Saved data entries:
┄┄┄┄┄┄┄┄┄┄

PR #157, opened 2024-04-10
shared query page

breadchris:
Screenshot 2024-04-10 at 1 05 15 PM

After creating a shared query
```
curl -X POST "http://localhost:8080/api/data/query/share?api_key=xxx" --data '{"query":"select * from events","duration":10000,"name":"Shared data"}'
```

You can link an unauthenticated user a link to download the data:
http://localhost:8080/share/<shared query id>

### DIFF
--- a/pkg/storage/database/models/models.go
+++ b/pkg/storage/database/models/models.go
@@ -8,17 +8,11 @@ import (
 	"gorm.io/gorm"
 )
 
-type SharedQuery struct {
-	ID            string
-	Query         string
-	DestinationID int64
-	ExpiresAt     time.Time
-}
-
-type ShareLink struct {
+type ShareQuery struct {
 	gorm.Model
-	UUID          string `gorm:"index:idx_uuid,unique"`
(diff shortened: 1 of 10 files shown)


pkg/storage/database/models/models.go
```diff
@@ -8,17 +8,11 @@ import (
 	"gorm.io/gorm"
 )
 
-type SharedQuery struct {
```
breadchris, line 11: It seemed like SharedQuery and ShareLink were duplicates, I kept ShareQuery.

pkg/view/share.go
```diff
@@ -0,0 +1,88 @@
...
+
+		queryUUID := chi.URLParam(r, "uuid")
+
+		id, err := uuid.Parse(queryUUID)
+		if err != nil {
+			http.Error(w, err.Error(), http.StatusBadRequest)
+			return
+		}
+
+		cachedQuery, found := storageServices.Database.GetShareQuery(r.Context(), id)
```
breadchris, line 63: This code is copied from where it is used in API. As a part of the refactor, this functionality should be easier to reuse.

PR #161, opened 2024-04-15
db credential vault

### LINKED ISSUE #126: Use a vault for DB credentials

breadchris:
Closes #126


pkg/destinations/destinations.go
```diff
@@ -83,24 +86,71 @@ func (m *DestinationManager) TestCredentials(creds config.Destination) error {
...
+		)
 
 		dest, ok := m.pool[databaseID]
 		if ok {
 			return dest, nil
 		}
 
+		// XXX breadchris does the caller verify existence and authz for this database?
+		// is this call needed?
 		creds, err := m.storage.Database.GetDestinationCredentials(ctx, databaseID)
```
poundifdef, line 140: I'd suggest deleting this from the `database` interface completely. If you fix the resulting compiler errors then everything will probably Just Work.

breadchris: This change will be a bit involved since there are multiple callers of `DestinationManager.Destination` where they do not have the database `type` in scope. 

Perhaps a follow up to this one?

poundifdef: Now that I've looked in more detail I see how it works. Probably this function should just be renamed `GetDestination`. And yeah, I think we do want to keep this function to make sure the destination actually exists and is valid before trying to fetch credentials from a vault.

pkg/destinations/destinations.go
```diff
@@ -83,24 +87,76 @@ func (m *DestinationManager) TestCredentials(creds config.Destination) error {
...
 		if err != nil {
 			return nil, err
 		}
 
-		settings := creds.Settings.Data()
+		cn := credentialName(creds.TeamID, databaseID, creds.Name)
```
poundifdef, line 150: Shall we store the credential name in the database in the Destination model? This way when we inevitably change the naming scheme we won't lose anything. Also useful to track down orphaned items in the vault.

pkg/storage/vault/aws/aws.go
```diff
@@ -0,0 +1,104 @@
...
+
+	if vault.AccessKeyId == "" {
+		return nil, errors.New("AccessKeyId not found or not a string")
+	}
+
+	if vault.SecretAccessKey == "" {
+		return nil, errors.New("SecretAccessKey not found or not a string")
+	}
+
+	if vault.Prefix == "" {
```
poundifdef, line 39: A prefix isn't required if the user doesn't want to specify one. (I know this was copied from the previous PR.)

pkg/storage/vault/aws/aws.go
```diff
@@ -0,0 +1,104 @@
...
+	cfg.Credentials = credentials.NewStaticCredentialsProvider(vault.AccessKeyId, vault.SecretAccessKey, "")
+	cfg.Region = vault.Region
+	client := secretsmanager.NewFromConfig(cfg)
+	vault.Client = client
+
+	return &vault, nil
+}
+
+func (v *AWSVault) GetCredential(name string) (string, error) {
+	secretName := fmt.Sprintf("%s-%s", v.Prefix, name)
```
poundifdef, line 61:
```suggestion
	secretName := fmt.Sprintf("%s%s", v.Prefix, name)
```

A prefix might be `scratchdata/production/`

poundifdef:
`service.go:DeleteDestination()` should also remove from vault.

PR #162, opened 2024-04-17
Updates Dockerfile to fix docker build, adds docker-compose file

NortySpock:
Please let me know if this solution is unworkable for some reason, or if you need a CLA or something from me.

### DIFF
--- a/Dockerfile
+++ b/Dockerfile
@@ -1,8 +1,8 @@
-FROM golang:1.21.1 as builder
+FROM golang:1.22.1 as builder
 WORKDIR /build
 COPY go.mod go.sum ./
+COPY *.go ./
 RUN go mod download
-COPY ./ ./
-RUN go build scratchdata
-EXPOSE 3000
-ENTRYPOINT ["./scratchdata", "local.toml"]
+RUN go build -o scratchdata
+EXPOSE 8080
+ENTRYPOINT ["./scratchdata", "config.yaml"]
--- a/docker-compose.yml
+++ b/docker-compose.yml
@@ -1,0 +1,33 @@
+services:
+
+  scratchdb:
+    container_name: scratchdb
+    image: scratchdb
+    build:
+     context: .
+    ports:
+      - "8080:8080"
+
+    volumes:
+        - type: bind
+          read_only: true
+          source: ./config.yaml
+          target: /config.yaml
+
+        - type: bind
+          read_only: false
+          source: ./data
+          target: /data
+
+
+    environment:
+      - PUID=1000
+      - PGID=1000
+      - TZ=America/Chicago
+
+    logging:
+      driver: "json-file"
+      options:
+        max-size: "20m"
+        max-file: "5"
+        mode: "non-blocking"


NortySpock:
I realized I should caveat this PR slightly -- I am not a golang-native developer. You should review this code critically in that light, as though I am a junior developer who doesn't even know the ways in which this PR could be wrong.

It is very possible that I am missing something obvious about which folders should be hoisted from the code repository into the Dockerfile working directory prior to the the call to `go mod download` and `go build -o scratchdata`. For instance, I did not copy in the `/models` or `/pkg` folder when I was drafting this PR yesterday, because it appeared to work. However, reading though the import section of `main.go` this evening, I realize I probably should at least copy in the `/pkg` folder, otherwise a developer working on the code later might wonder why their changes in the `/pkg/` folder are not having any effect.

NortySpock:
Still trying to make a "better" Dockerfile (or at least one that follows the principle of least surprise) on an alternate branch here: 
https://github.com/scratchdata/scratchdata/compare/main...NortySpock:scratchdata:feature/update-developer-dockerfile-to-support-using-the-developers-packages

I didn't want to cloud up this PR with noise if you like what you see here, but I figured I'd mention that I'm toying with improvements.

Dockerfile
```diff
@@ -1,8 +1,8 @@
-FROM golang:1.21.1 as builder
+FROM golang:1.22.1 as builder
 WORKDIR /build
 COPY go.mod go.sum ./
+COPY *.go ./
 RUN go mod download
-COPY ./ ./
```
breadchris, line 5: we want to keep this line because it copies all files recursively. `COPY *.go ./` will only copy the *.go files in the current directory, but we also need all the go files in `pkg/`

┄┄┄┄┄┄┄┄┄┄

• **Exercise description**
All of the records above should be repeated exactly.

• **Exercise answer**
PR #157, opened 2024-04-10
shared query page

breadchris:
Screenshot 2024-04-10 at 1 05 15 PM

After creating a shared query
```
curl -X POST "http://localhost:8080/api/data/query/share?api_key=xxx" --data '{"query":"select * from events","duration":10000,"name":"Shared data"}'
```

You can link an unauthenticated user a link to download the data:
http://localhost:8080/share/<shared query id>

### DIFF
--- a/pkg/storage/database/models/models.go
+++ b/pkg/storage/database/models/models.go
@@ -8,17 +8,11 @@ import (
 	"gorm.io/gorm"
 )
 
-type SharedQuery struct {
-	ID            string
-	Query         string
-	DestinationID int64
-	ExpiresAt     time.Time
-}
-
-type ShareLink struct {
+type ShareQuery struct {
 	gorm.Model
-	UUID          string `gorm:"index:idx_uuid,unique"`
(diff shortened: 1 of 10 files shown)


pkg/storage/database/models/models.go
```diff
@@ -8,17 +8,11 @@ import (
 	"gorm.io/gorm"
 )
 
-type SharedQuery struct {
```
breadchris, line 11: It seemed like SharedQuery and ShareLink were duplicates, I kept ShareQuery.

pkg/view/share.go
```diff
@@ -0,0 +1,88 @@
...
+
+		queryUUID := chi.URLParam(r, "uuid")
+
+		id, err := uuid.Parse(queryUUID)
+		if err != nil {
+			http.Error(w, err.Error(), http.StatusBadRequest)
+			return
+		}
+
+		cachedQuery, found := storageServices.Database.GetShareQuery(r.Context(), id)
```
breadchris, line 63: This code is copied from where it is used in API. As a part of the refactor, this functionality should be easier to reuse.

PR #161, opened 2024-04-15
db credential vault

### LINKED ISSUE #126: Use a vault for DB credentials

breadchris:
Closes #126


pkg/destinations/destinations.go
```diff
@@ -83,24 +86,71 @@ func (m *DestinationManager) TestCredentials(creds config.Destination) error {
...
+		)
 
 		dest, ok := m.pool[databaseID]
 		if ok {
 			return dest, nil
 		}
 
+		// XXX breadchris does the caller verify existence and authz for this database?
+		// is this call needed?
 		creds, err := m.storage.Database.GetDestinationCredentials(ctx, databaseID)
```
poundifdef, line 140: I'd suggest deleting this from the `database` interface completely. If you fix the resulting compiler errors then everything will probably Just Work.

breadchris: This change will be a bit involved since there are multiple callers of `DestinationManager.Destination` where they do not have the database `type` in scope. 

Perhaps a follow up to this one?

poundifdef: Now that I've looked in more detail I see how it works. Probably this function should just be renamed `GetDestination`. And yeah, I think we do want to keep this function to make sure the destination actually exists and is valid before trying to fetch credentials from a vault.

pkg/destinations/destinations.go
```diff
@@ -83,24 +87,76 @@ func (m *DestinationManager) TestCredentials(creds config.Destination) error {
...
 		if err != nil {
 			return nil, err
 		}
 
-		settings := creds.Settings.Data()
+		cn := credentialName(creds.TeamID, databaseID, creds.Name)
```
poundifdef, line 150: Shall we store the credential name in the database in the Destination model? This way when we inevitably change the naming scheme we won't lose anything. Also useful to track down orphaned items in the vault.

pkg/storage/vault/aws/aws.go
```diff
@@ -0,0 +1,104 @@
...
+
+	if vault.AccessKeyId == "" {
+		return nil, errors.New("AccessKeyId not found or not a string")
+	}
+
+	if vault.SecretAccessKey == "" {
+		return nil, errors.New("SecretAccessKey not found or not a string")
+	}
+
+	if vault.Prefix == "" {
```
poundifdef, line 39: A prefix isn't required if the user doesn't want to specify one. (I know this was copied from the previous PR.)

pkg/storage/vault/aws/aws.go
```diff
@@ -0,0 +1,104 @@
...
+	cfg.Credentials = credentials.NewStaticCredentialsProvider(vault.AccessKeyId, vault.SecretAccessKey, "")
+	cfg.Region = vault.Region
+	client := secretsmanager.NewFromConfig(cfg)
+	vault.Client = client
+
+	return &vault, nil
+}
+
+func (v *AWSVault) GetCredential(name string) (string, error) {
+	secretName := fmt.Sprintf("%s-%s", v.Prefix, name)
```
poundifdef, line 61:
```suggestion
	secretName := fmt.Sprintf("%s%s", v.Prefix, name)
```

A prefix might be `scratchdata/production/`

poundifdef:
`service.go:DeleteDestination()` should also remove from vault.

PR #162, opened 2024-04-17
Updates Dockerfile to fix docker build, adds docker-compose file

NortySpock:
Please let me know if this solution is unworkable for some reason, or if you need a CLA or something from me.

### DIFF
--- a/Dockerfile
+++ b/Dockerfile
@@ -1,8 +1,8 @@
-FROM golang:1.21.1 as builder
+FROM golang:1.22.1 as builder
 WORKDIR /build
 COPY go.mod go.sum ./
+COPY *.go ./
 RUN go mod download
-COPY ./ ./
-RUN go build scratchdata
-EXPOSE 3000
-ENTRYPOINT ["./scratchdata", "local.toml"]
+RUN go build -o scratchdata
+EXPOSE 8080
+ENTRYPOINT ["./scratchdata", "config.yaml"]
--- a/docker-compose.yml
+++ b/docker-compose.yml
@@ -1,0 +1,33 @@
+services:
+
+  scratchdb:
+    container_name: scratchdb
+    image: scratchdb
+    build:
+     context: .
+    ports:
+      - "8080:8080"
+
+    volumes:
+        - type: bind
+          read_only: true
+          source: ./config.yaml
+          target: /config.yaml
+
+        - type: bind
+          read_only: false
+          source: ./data
+          target: /data
+
+
+    environment:
+      - PUID=1000
+      - PGID=1000
+      - TZ=America/Chicago
+
+    logging:
+      driver: "json-file"
+      options:
+        max-size: "20m"
+        max-file: "5"
+        mode: "non-blocking"


NortySpock:
I realized I should caveat this PR slightly -- I am not a golang-native developer. You should review this code critically in that light, as though I am a junior developer who doesn't even know the ways in which this PR could be wrong.

It is very possible that I am missing something obvious about which folders should be hoisted from the code repository into the Dockerfile working directory prior to the the call to `go mod download` and `go build -o scratchdata`. For instance, I did not copy in the `/models` or `/pkg` folder when I was drafting this PR yesterday, because it appeared to work. However, reading though the import section of `main.go` this evening, I realize I probably should at least copy in the `/pkg` folder, otherwise a developer working on the code later might wonder why their changes in the `/pkg/` folder are not having any effect.

NortySpock:
Still trying to make a "better" Dockerfile (or at least one that follows the principle of least surprise) on an alternate branch here: 
https://github.com/scratchdata/scratchdata/compare/main...NortySpock:scratchdata:feature/update-developer-dockerfile-to-support-using-the-developers-packages

I didn't want to cloud up this PR with noise if you like what you see here, but I figured I'd mention that I'm toying with improvements.

Dockerfile
```diff
@@ -1,8 +1,8 @@
-FROM golang:1.21.1 as builder
+FROM golang:1.22.1 as builder
 WORKDIR /build
 COPY go.mod go.sum ./
+COPY *.go ./
 RUN go mod download
-COPY ./ ./
```
breadchris, line 5: we want to keep this line because it copies all files recursively. `COPY *.go ./` will only copy the *.go files in the current directory, but we also need all the go files in `pkg/`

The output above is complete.